WORK ORDER:
The entries are to be output in full, word for word.

-- DATA IN THIS EXERCISE follows --

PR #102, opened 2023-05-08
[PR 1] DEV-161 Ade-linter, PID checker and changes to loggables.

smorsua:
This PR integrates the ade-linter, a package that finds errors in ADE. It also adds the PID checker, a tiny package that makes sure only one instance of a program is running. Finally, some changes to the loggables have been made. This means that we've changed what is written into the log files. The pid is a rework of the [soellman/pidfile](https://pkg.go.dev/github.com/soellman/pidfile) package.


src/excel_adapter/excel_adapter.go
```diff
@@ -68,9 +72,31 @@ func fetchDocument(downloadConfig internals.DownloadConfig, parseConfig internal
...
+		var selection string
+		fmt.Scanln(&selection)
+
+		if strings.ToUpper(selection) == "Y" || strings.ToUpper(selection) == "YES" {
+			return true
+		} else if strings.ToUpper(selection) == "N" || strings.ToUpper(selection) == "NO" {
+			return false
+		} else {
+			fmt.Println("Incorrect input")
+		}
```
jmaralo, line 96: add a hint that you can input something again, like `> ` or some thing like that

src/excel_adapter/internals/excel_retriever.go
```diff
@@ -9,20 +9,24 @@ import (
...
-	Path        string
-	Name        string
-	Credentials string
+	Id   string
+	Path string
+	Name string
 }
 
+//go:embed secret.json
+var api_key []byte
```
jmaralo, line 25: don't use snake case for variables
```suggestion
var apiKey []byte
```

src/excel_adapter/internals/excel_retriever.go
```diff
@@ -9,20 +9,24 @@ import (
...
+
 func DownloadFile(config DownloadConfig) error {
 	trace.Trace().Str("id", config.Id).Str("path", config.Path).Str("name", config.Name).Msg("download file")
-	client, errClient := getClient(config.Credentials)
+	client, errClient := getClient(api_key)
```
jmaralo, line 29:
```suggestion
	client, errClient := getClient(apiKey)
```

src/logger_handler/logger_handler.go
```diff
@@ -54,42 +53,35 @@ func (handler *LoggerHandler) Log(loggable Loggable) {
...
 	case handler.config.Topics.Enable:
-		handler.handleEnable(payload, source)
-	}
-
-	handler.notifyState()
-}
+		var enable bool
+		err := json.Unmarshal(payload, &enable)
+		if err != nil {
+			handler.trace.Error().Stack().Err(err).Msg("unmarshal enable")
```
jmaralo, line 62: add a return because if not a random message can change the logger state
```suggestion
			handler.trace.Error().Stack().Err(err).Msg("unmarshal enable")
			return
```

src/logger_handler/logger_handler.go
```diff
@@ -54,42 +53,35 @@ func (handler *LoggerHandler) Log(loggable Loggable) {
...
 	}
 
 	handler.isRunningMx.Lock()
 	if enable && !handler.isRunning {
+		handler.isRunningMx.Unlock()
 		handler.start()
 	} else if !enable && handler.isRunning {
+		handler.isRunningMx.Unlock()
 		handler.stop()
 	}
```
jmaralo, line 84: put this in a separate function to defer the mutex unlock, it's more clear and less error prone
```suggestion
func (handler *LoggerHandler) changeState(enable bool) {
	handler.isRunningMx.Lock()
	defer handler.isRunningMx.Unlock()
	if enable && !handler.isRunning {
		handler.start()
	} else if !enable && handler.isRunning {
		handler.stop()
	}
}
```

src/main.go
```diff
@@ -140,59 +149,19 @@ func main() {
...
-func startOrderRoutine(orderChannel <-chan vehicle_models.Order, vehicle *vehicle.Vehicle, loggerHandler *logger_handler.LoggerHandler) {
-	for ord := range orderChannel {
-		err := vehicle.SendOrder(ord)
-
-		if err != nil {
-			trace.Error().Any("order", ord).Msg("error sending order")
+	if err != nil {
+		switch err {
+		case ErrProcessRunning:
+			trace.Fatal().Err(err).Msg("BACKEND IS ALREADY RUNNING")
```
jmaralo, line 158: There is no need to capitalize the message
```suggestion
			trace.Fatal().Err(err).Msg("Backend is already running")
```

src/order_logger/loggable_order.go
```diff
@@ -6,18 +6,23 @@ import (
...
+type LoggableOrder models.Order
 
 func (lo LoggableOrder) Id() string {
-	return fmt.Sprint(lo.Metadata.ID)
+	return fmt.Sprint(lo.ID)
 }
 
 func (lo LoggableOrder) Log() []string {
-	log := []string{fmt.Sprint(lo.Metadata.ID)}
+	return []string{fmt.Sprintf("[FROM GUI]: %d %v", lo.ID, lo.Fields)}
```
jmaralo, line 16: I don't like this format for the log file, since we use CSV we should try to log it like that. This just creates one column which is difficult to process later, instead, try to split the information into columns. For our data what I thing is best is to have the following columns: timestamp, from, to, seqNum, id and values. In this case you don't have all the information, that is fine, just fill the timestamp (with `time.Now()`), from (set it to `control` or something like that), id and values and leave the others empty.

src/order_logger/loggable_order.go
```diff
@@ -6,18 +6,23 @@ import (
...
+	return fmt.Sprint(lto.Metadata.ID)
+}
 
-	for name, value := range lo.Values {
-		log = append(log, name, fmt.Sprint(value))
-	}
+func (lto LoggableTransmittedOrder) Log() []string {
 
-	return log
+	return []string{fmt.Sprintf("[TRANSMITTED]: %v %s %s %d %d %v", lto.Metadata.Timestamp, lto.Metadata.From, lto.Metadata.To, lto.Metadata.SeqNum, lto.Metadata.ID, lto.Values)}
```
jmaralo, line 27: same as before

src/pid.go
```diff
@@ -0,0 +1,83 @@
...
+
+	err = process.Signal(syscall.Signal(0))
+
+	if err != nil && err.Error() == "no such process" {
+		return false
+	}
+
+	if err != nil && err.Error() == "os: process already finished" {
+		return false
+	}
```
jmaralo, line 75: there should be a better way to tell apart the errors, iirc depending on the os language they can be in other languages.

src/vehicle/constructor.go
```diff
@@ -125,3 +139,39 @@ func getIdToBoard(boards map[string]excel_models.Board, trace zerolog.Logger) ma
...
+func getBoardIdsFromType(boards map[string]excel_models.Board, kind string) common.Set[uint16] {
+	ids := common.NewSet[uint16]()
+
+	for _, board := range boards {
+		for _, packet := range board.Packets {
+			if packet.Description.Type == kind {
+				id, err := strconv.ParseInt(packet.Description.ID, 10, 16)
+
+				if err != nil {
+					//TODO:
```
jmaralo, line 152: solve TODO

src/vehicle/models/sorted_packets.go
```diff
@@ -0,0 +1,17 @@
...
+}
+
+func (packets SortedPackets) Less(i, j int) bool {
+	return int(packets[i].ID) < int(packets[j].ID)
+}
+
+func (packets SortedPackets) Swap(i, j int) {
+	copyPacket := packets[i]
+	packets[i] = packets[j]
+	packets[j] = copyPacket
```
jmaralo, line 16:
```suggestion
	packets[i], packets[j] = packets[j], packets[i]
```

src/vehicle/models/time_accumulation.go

-- DATA IN THIS EXERCISE concluded --

TASK RESPONSE:
PR #102, opened 2023-05-08
[PR 1] DEV-161 Ade-linter, PID checker and changes to loggables.

smorsua:
This PR integrates the ade-linter, a package that finds errors in ADE. It also adds the PID checker, a tiny package that makes sure only one instance of a program is running. Finally, some changes to the loggables have been made. This means that we've changed what is written into the log files. The pid is a rework of the [soellman/pidfile](https://pkg.go.dev/github.com/soellman/pidfile) package.


src/excel_adapter/excel_adapter.go
```diff
@@ -68,9 +72,31 @@ func fetchDocument(downloadConfig internals.DownloadConfig, parseConfig internal
...
+		var selection string
+		fmt.Scanln(&selection)
+
+		if strings.ToUpper(selection) == "Y" || strings.ToUpper(selection) == "YES" {
+			return true
+		} else if strings.ToUpper(selection) == "N" || strings.ToUpper(selection) == "NO" {
+			return false
+		} else {
+			fmt.Println("Incorrect input")
+		}
```
jmaralo, line 96: add a hint that you can input something again, like `> ` or some thing like that

src/excel_adapter/internals/excel_retriever.go
```diff
@@ -9,20 +9,24 @@ import (
...
-	Path        string
-	Name        string
-	Credentials string
+	Id   string
+	Path string
+	Name string
 }
 
+//go:embed secret.json
+var api_key []byte
```
jmaralo, line 25: don't use snake case for variables
```suggestion
var apiKey []byte
```

src/excel_adapter/internals/excel_retriever.go
```diff
@@ -9,20 +9,24 @@ import (
...
+
 func DownloadFile(config DownloadConfig) error {
 	trace.Trace().Str("id", config.Id).Str("path", config.Path).Str("name", config.Name).Msg("download file")
-	client, errClient := getClient(config.Credentials)
+	client, errClient := getClient(api_key)
```
jmaralo, line 29:
```suggestion
	client, errClient := getClient(apiKey)
```

src/logger_handler/logger_handler.go
```diff
@@ -54,42 +53,35 @@ func (handler *LoggerHandler) Log(loggable Loggable) {
...
 	case handler.config.Topics.Enable:
-		handler.handleEnable(payload, source)
-	}
-
-	handler.notifyState()
-}
+		var enable bool
+		err := json.Unmarshal(payload, &enable)
+		if err != nil {
+			handler.trace.Error().Stack().Err(err).Msg("unmarshal enable")
```
jmaralo, line 62: add a return because if not a random message can change the logger state
```suggestion
			handler.trace.Error().Stack().Err(err).Msg("unmarshal enable")
			return
```

src/logger_handler/logger_handler.go
```diff
@@ -54,42 +53,35 @@ func (handler *LoggerHandler) Log(loggable Loggable) {
...
 	}
 
 	handler.isRunningMx.Lock()
 	if enable && !handler.isRunning {
+		handler.isRunningMx.Unlock()
 		handler.start()
 	} else if !enable && handler.isRunning {
+		handler.isRunningMx.Unlock()
 		handler.stop()
 	}
```
jmaralo, line 84: put this in a separate function to defer the mutex unlock, it's more clear and less error prone
```suggestion
func (handler *LoggerHandler) changeState(enable bool) {
	handler.isRunningMx.Lock()
	defer handler.isRunningMx.Unlock()
	if enable && !handler.isRunning {
		handler.start()
	} else if !enable && handler.isRunning {
		handler.stop()
	}
}
```

src/main.go
```diff
@@ -140,59 +149,19 @@ func main() {
...
-func startOrderRoutine(orderChannel <-chan vehicle_models.Order, vehicle *vehicle.Vehicle, loggerHandler *logger_handler.LoggerHandler) {
-	for ord := range orderChannel {
-		err := vehicle.SendOrder(ord)
-
-		if err != nil {
-			trace.Error().Any("order", ord).Msg("error sending order")
+	if err != nil {
+		switch err {
+		case ErrProcessRunning:
+			trace.Fatal().Err(err).Msg("BACKEND IS ALREADY RUNNING")
```
jmaralo, line 158: There is no need to capitalize the message
```suggestion
			trace.Fatal().Err(err).Msg("Backend is already running")
```

src/order_logger/loggable_order.go
```diff
@@ -6,18 +6,23 @@ import (
...
+type LoggableOrder models.Order
 
 func (lo LoggableOrder) Id() string {
-	return fmt.Sprint(lo.Metadata.ID)
+	return fmt.Sprint(lo.ID)
 }
 
 func (lo LoggableOrder) Log() []string {
-	log := []string{fmt.Sprint(lo.Metadata.ID)}
+	return []string{fmt.Sprintf("[FROM GUI]: %d %v", lo.ID, lo.Fields)}
```
jmaralo, line 16: I don't like this format for the log file, since we use CSV we should try to log it like that. This just creates one column which is difficult to process later, instead, try to split the information into columns. For our data what I thing is best is to have the following columns: timestamp, from, to, seqNum, id and values. In this case you don't have all the information, that is fine, just fill the timestamp (with `time.Now()`), from (set it to `control` or something like that), id and values and leave the others empty.

src/order_logger/loggable_order.go
```diff
@@ -6,18 +6,23 @@ import (
...
+	return fmt.Sprint(lto.Metadata.ID)
+}
 
-	for name, value := range lo.Values {
-		log = append(log, name, fmt.Sprint(value))
-	}
+func (lto LoggableTransmittedOrder) Log() []string {
 
-	return log
+	return []string{fmt.Sprintf("[TRANSMITTED]: %v %s %s %d %d %v", lto.Metadata.Timestamp, lto.Metadata.From, lto.Metadata.To, lto.Metadata.SeqNum, lto.Metadata.ID, lto.Values)}
```
jmaralo, line 27: same as before

src/pid.go
```diff
@@ -0,0 +1,83 @@
...
+
+	err = process.Signal(syscall.Signal(0))
+
+	if err != nil && err.Error() == "no such process" {
+		return false
+	}
+
+	if err != nil && err.Error() == "os: process already finished" {
+		return false
+	}
```
jmaralo, line 75: there should be a better way to tell apart the errors, iirc depending on the os language they can be in other languages.

src/vehicle/constructor.go
```diff
@@ -125,3 +139,39 @@ func getIdToBoard(boards map[string]excel_models.Board, trace zerolog.Logger) ma
...
+func getBoardIdsFromType(boards map[string]excel_models.Board, kind string) common.Set[uint16] {
+	ids := common.NewSet[uint16]()
+
+	for _, board := range boards {
+		for _, packet := range board.Packets {
+			if packet.Description.Type == kind {
+				id, err := strconv.ParseInt(packet.Description.ID, 10, 16)
+
+				if err != nil {
+					//TODO:
```
jmaralo, line 152: solve TODO

src/vehicle/models/sorted_packets.go
```diff
@@ -0,0 +1,17 @@
...
+}
+
+func (packets SortedPackets) Less(i, j int) bool {
+	return int(packets[i].ID) < int(packets[j].ID)
+}
+
+func (packets SortedPackets) Swap(i, j int) {
+	copyPacket := packets[i]
+	packets[i] = packets[j]
+	packets[j] = copyPacket
```
jmaralo, line 16:
```suggestion
	packets[i], packets[j] = packets[j], packets[i]
```

src/vehicle/models/time_accumulation.go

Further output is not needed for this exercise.